*** Input ***
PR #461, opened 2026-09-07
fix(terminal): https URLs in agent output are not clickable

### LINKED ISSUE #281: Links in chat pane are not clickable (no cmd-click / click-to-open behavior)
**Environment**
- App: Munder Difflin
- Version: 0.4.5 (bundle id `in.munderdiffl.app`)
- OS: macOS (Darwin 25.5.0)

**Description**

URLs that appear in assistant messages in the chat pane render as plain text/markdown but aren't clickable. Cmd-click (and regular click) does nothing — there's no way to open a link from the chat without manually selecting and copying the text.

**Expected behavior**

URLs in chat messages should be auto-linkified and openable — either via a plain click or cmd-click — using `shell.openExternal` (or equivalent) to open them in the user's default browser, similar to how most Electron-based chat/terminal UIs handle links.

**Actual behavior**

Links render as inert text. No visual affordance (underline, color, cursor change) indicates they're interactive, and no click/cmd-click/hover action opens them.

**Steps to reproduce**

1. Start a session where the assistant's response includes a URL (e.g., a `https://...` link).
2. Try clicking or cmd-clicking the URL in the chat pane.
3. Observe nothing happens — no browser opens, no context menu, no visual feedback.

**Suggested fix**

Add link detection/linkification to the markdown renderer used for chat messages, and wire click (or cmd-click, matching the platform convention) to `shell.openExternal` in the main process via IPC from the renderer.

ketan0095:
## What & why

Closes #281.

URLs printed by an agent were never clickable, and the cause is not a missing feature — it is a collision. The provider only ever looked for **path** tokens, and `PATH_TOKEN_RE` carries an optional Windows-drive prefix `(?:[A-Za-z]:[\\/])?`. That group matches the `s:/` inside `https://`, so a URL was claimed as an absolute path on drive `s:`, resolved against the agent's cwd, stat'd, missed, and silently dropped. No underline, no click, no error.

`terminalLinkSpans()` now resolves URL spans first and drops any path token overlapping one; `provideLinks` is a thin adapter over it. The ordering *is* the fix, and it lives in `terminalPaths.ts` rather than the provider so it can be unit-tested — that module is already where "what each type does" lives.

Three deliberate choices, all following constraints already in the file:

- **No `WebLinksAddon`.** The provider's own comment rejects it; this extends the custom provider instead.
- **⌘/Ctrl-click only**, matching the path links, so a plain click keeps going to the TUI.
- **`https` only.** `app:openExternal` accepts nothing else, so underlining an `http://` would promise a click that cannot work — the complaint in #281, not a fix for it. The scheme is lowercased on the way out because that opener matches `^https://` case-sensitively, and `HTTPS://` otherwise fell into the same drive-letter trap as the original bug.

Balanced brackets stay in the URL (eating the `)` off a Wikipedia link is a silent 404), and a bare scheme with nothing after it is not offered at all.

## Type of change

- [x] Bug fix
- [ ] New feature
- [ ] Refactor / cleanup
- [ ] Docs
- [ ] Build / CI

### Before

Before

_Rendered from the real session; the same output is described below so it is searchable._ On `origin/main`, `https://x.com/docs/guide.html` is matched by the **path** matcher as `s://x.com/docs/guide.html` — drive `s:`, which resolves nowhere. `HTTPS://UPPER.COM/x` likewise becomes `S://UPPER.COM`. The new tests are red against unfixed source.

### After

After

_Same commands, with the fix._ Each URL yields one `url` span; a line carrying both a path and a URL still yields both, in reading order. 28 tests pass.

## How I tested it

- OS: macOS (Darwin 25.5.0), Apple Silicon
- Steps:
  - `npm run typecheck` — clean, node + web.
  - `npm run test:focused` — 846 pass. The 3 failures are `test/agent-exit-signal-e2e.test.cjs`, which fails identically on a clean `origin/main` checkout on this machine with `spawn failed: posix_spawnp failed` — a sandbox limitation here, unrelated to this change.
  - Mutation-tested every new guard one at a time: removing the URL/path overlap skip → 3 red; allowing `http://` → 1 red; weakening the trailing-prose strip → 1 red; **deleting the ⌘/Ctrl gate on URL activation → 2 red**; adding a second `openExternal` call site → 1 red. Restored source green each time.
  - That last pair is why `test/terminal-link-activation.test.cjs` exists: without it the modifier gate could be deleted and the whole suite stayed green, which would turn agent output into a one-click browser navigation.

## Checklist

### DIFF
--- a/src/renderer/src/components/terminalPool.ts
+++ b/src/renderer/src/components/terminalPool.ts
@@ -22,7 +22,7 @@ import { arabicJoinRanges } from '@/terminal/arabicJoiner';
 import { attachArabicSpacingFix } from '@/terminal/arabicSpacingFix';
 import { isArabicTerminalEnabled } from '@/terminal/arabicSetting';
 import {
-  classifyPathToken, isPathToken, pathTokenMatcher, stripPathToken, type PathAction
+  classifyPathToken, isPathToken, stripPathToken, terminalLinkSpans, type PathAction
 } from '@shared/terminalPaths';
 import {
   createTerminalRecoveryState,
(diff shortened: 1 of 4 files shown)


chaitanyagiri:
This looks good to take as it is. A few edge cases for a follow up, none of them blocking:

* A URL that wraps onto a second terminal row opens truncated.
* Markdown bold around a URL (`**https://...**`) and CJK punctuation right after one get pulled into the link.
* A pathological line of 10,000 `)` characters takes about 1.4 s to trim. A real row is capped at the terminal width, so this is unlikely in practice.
***
Assignment =>
All entries should be restated word for word.

Answer to the problem =>
PR #461, opened 2026-09-07
fix(terminal): https URLs in agent output are not clickable

### LINKED ISSUE #281: Links in chat pane are not clickable (no cmd-click / click-to-open behavior)
**Environment**
- App: Munder Difflin
- Version: 0.4.5 (bundle id `in.munderdiffl.app`)
- OS: macOS (Darwin 25.5.0)

**Description**

URLs that appear in assistant messages in the chat pane render as plain text/markdown but aren't clickable. Cmd-click (and regular click) does nothing — there's no way to open a link from the chat without manually selecting and copying the text.

**Expected behavior**

URLs in chat messages should be auto-linkified and openable — either via a plain click or cmd-click — using `shell.openExternal` (or equivalent) to open them in the user's default browser, similar to how most Electron-based chat/terminal UIs handle links.

**Actual behavior**

Links render as inert text. No visual affordance (underline, color, cursor change) indicates they're interactive, and no click/cmd-click/hover action opens them.

**Steps to reproduce**

1. Start a session where the assistant's response includes a URL (e.g., a `https://...` link).
2. Try clicking or cmd-clicking the URL in the chat pane.
3. Observe nothing happens — no browser opens, no context menu, no visual feedback.

**Suggested fix**

Add link detection/linkification to the markdown renderer used for chat messages, and wire click (or cmd-click, matching the platform convention) to `shell.openExternal` in the main process via IPC from the renderer.

ketan0095:
## What & why

Closes #281.

URLs printed by an agent were never clickable, and the cause is not a missing feature — it is a collision. The provider only ever looked for **path** tokens, and `PATH_TOKEN_RE` carries an optional Windows-drive prefix `(?:[A-Za-z]:[\\/])?`. That group matches the `s:/` inside `https://`, so a URL was claimed as an absolute path on drive `s:`, resolved against the agent's cwd, stat'd, missed, and silently dropped. No underline, no click, no error.

`terminalLinkSpans()` now resolves URL spans first and drops any path token overlapping one; `provideLinks` is a thin adapter over it. The ordering *is* the fix, and it lives in `terminalPaths.ts` rather than the provider so it can be unit-tested — that module is already where "what each type does" lives.

Three deliberate choices, all following constraints already in the file:

- **No `WebLinksAddon`.** The provider's own comment rejects it; this extends the custom provider instead.
- **⌘/Ctrl-click only**, matching the path links, so a plain click keeps going to the TUI.
- **`https` only.** `app:openExternal` accepts nothing else, so underlining an `http://` would promise a click that cannot work — the complaint in #281, not a fix for it. The scheme is lowercased on the way out because that opener matches `^https://` case-sensitively, and `HTTPS://` otherwise fell into the same drive-letter trap as the original bug.

Balanced brackets stay in the URL (eating the `)` off a Wikipedia link is a silent 404), and a bare scheme with nothing after it is not offered at all.

## Type of change

- [x] Bug fix
- [ ] New feature
- [ ] Refactor / cleanup
- [ ] Docs
- [ ] Build / CI

### Before

Before

_Rendered from the real session; the same output is described below so it is searchable._ On `origin/main`, `https://x.com/docs/guide.html` is matched by the **path** matcher as `s://x.com/docs/guide.html` — drive `s:`, which resolves nowhere. `HTTPS://UPPER.COM/x` likewise becomes `S://UPPER.COM`. The new tests are red against unfixed source.

### After

After

_Same commands, with the fix._ Each URL yields one `url` span; a line carrying both a path and a URL still yields both, in reading order. 28 tests pass.

## How I tested it

- OS: macOS (Darwin 25.5.0), Apple Silicon
- Steps:
  - `npm run typecheck` — clean, node + web.
  - `npm run test:focused` — 846 pass. The 3 failures are `test/agent-exit-signal-e2e.test.cjs`, which fails identically on a clean `origin/main` checkout on this machine with `spawn failed: posix_spawnp failed` — a sandbox limitation here, unrelated to this change.
  - Mutation-tested every new guard one at a time: removing the URL/path overlap skip → 3 red; allowing `http://` → 1 red; weakening the trailing-prose strip → 1 red; **deleting the ⌘/Ctrl gate on URL activation → 2 red**; adding a second `openExternal` call site → 1 red. Restored source green each time.
  - That last pair is why `test/terminal-link-activation.test.cjs` exists: without it the modifier gate could be deleted and the whole suite stayed green, which would turn agent output into a one-click browser navigation.

## Checklist

### DIFF
--- a/src/renderer/src/components/terminalPool.ts
+++ b/src/renderer/src/components/terminalPool.ts
@@ -22,7 +22,7 @@ import { arabicJoinRanges } from '@/terminal/arabicJoiner';
 import { attachArabicSpacingFix } from '@/terminal/arabicSpacingFix';
 import { isArabicTerminalEnabled } from '@/terminal/arabicSetting';
 import {
-  classifyPathToken, isPathToken, pathTokenMatcher, stripPathToken, type PathAction
+  classifyPathToken, isPathToken, stripPathToken, terminalLinkSpans, type PathAction
 } from '@shared/terminalPaths';
 import {
   createTerminalRecoveryState,
(diff shortened: 1 of 4 files shown)


chaitanyagiri:
This looks good to take as it is. A few edge cases for a follow up, none of them blocking:

* A URL that wraps onto a second terminal row opens truncated.
* Markdown bold around a URL (`**https://...**`) and CJK punctuation right after one get pulled into the link.
* A pathological line of 10,000 `)` characters takes about 1.4 s to trim. A real row is capped at the terminal width, so this is unlikely in practice.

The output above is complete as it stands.